• _REQUIREMENT_
Verbatim output of the full listing is required.
################
PR #5437, opened 2021-03-19
Fix false-positive with non-empty object like array (fixes #5436)

### LINKED ISSUE #5436: Object like array with required key not always considered non-empty
https://psalm.dev/r/23869e7fec

AndrolGenhald:


muglug:
Thanks!

PR #5438, opened 2021-03-20
Use appveyor reporter instead of a file upload

weirdan:
Due to the size of the generated PHPUnit report some builds fail on AppVeyor ([example](https://ci.appveyor.com/project/muglug/psalm/builds/38298679)). This PR fixes the issue by using PHPUnit reporter that logs test results to AppVeyor via their API, in real time.


muglug:
Thanks!

Issue #5439, opened 2021-03-20
Order in which taints are added/removed from array items can affect results


mortenson:
I noticed a odd bug, of course immediately after landing #5382 - basically, it looks like if a taint is removed for an array item before another taint item is processed, that other taint item is ignored.

To demonstrate this better, you can checkout the branch `array-sorting-tainting` from https://github.com/mortenson/psalm, then run `./vendor/bin/phpunit tests/Config/PluginTest.php --filter testRemoveTaints`. You'll see that tests pass even though there's an array item that should have triggered an error. Here's the relevant change:

https://github.com/mortenson/psalm/commit/7d929d019e86286ec2a9761276796f5dfe376534

To cause the test to (rightly) fail, change the array key from "a" to "z". This will cause it to be processed later.

So, perhaps the problem here is that the added/removed taints are tied to the array variable, and not to each array item? Not sure yet.

PR #5444, opened 2021-03-20
Make taint source keys unique to the added taints.

mortenson:
This issue addresses #5439 by making sources keyed on the added taints. If you remove this change, the added test should fail to demonstrate the problem.


muglug:
Thanks!

Issue #5445, opened 2021-03-21
Unpacked arguments with string keys should be treated as named arguments


yakimun:
Hello!

As far as I can see, Psalm doesn't treat unpacked arguments with string keys properly.

There are two closely related examples:
* https://psalm.dev/r/d44648978e - `$a` from the array overwrites previously used argument
* https://psalm.dev/r/240dd34dce - the function doesn't have a parameter `$c`

Such mistakes in the code obviously pass standard linter check but lead to fatal errors at runtime.

PR #5446, opened 2021-03-21
Add proper handling of unpacked arguments with string keys

yakimun:
Hello!

These changes solve the problems with the unpacking of arrays with string keys described in #5445.
I'm not sure if any tests are needed here. If they are required, please point me to where they need to be placed, and I will add them.

Fixes: #5445.

### DIFF
--- a/src/Psalm/Internal/Analyzer/Statements/Expression/Call/ArgumentsAnalyzer.php
+++ b/src/Psalm/Internal/Analyzer/Statements/Expression/Call/ArgumentsAnalyzer.php
@@ -639,9 +639,81 @@ class ArgumentsAnalyzer
         $matched_args = [];
 
         foreach ($args as $argument_offset => $arg) {
-            if ($arg->unpack && $function_param_count > $argument_offset) {
-                for ($i = $argument_offset; $i < $function_param_count; $i++) {
-                    $arg_function_params[$argument_offset][] = $function_params[$i];
+            if ($arg->unpack) {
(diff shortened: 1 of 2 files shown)


src/Psalm/Internal/Analyzer/Statements/Expression/Call/ArgumentsAnalyzer.php
```diff
@@ -639,9 +639,70 @@ public static function checkArgumentsMatch(
...
+                                        )) {
+                                            // fall through
+                                        }
+                                    }
+
+                                    $matched_args[$candidate_param->name] = true;
+                                    $param_found = true;
+                                    break;
+                                }
+                            }
```
AndrolGenhald, line 689: `$param_found` should be set to `true` if the function has a variadic argument.
Haven't tested it myself yet, but it looks like this would cause a false-positive: https://psalm.dev/r/cac7929f84

AndrolGenhald:
> I'm not sure if any tests are needed here.

You can add the test cases from the issue you opened, maybe in ArgTest.php. Or maybe add a new file for named arguments. I've just been sticking them wherever they seem to fit best.

src/Psalm/Internal/Analyzer/Statements/Expression/Call/ArgumentsAnalyzer.php
yakimun: You are right. I pushed the fix. Thanks!

muglug:
Thanks!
################
• _ANSWER TO THE EXERCISE_
PR #5437, opened 2021-03-19
Fix false-positive with non-empty object like array (fixes #5436)

### LINKED ISSUE #5436: Object like array with required key not always considered non-empty
https://psalm.dev/r/23869e7fec

AndrolGenhald:


muglug:
Thanks!

PR #5438, opened 2021-03-20
Use appveyor reporter instead of a file upload

weirdan:
Due to the size of the generated PHPUnit report some builds fail on AppVeyor ([example](https://ci.appveyor.com/project/muglug/psalm/builds/38298679)). This PR fixes the issue by using PHPUnit reporter that logs test results to AppVeyor via their API, in real time.


muglug:
Thanks!

Issue #5439, opened 2021-03-20
Order in which taints are added/removed from array items can affect results


mortenson:
I noticed a odd bug, of course immediately after landing #5382 - basically, it looks like if a taint is removed for an array item before another taint item is processed, that other taint item is ignored.

To demonstrate this better, you can checkout the branch `array-sorting-tainting` from https://github.com/mortenson/psalm, then run `./vendor/bin/phpunit tests/Config/PluginTest.php --filter testRemoveTaints`. You'll see that tests pass even though there's an array item that should have triggered an error. Here's the relevant change:

https://github.com/mortenson/psalm/commit/7d929d019e86286ec2a9761276796f5dfe376534

To cause the test to (rightly) fail, change the array key from "a" to "z". This will cause it to be processed later.

So, perhaps the problem here is that the added/removed taints are tied to the array variable, and not to each array item? Not sure yet.

PR #5444, opened 2021-03-20
Make taint source keys unique to the added taints.

mortenson:
This issue addresses #5439 by making sources keyed on the added taints. If you remove this change, the added test should fail to demonstrate the problem.


muglug:
Thanks!

Issue #5445, opened 2021-03-21
Unpacked arguments with string keys should be treated as named arguments


yakimun:
Hello!

As far as I can see, Psalm doesn't treat unpacked arguments with string keys properly.

There are two closely related examples:
* https://psalm.dev/r/d44648978e - `$a` from the array overwrites previously used argument
* https://psalm.dev/r/240dd34dce - the function doesn't have a parameter `$c`

Such mistakes in the code obviously pass standard linter check but lead to fatal errors at runtime.

PR #5446, opened 2021-03-21
Add proper handling of unpacked arguments with string keys

yakimun:
Hello!

These changes solve the problems with the unpacking of arrays with string keys described in #5445.
I'm not sure if any tests are needed here. If they are required, please point me to where they need to be placed, and I will add them.

Fixes: #5445.

### DIFF
--- a/src/Psalm/Internal/Analyzer/Statements/Expression/Call/ArgumentsAnalyzer.php
+++ b/src/Psalm/Internal/Analyzer/Statements/Expression/Call/ArgumentsAnalyzer.php
@@ -639,9 +639,81 @@ class ArgumentsAnalyzer
         $matched_args = [];
 
         foreach ($args as $argument_offset => $arg) {
-            if ($arg->unpack && $function_param_count > $argument_offset) {
-                for ($i = $argument_offset; $i < $function_param_count; $i++) {
-                    $arg_function_params[$argument_offset][] = $function_params[$i];
+            if ($arg->unpack) {
(diff shortened: 1 of 2 files shown)


src/Psalm/Internal/Analyzer/Statements/Expression/Call/ArgumentsAnalyzer.php
```diff
@@ -639,9 +639,70 @@ public static function checkArgumentsMatch(
...
+                                        )) {
+                                            // fall through
+                                        }
+                                    }
+
+                                    $matched_args[$candidate_param->name] = true;
+                                    $param_found = true;
+                                    break;
+                                }
+                            }
```
AndrolGenhald, line 689: `$param_found` should be set to `true` if the function has a variadic argument.
Haven't tested it myself yet, but it looks like this would cause a false-positive: https://psalm.dev/r/cac7929f84

AndrolGenhald:
> I'm not sure if any tests are needed here.

You can add the test cases from the issue you opened, maybe in ArgTest.php. Or maybe add a new file for named arguments. I've just been sticking them wherever they seem to fit best.

src/Psalm/Internal/Analyzer/Statements/Expression/Call/ArgumentsAnalyzer.php
yakimun: You are right. I pushed the fix. Thanks!

muglug:
Thanks!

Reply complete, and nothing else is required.